**To do**
Please print each record below exactly as it is written.

Records for processing Block Start

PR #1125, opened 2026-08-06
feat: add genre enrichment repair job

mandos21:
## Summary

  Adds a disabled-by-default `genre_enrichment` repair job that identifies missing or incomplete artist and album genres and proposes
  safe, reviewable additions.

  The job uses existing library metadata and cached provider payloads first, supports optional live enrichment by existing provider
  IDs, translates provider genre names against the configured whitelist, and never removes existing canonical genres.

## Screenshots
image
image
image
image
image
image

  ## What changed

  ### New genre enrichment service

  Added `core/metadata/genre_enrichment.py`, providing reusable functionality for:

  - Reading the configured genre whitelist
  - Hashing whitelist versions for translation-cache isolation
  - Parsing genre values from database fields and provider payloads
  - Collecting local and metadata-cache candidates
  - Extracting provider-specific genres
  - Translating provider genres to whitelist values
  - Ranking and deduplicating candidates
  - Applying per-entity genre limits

Records for processing Block End

**Answer area**
PR #1125, opened 2026-08-06
feat: add genre enrichment repair job

mandos21:
## Summary

  Adds a disabled-by-default `genre_enrichment` repair job that identifies missing or incomplete artist and album genres and proposes
  safe, reviewable additions.

  The job uses existing library metadata and cached provider payloads first, supports optional live enrichment by existing provider
  IDs, translates provider genre names against the configured whitelist, and never removes existing canonical genres.

## Screenshots
image
image
image
image
image
image

  ## What changed

  ### New genre enrichment service

  Added `core/metadata/genre_enrichment.py`, providing reusable functionality for:

  - Reading the configured genre whitelist
  - Hashing whitelist versions for translation-cache isolation
  - Parsing genre values from database fields and provider payloads
  - Collecting local and metadata-cache candidates
  - Extracting provider-specific genres
  - Translating provider genres to whitelist values
  - Ranking and deduplicating candidates
  - Applying per-entity genre limits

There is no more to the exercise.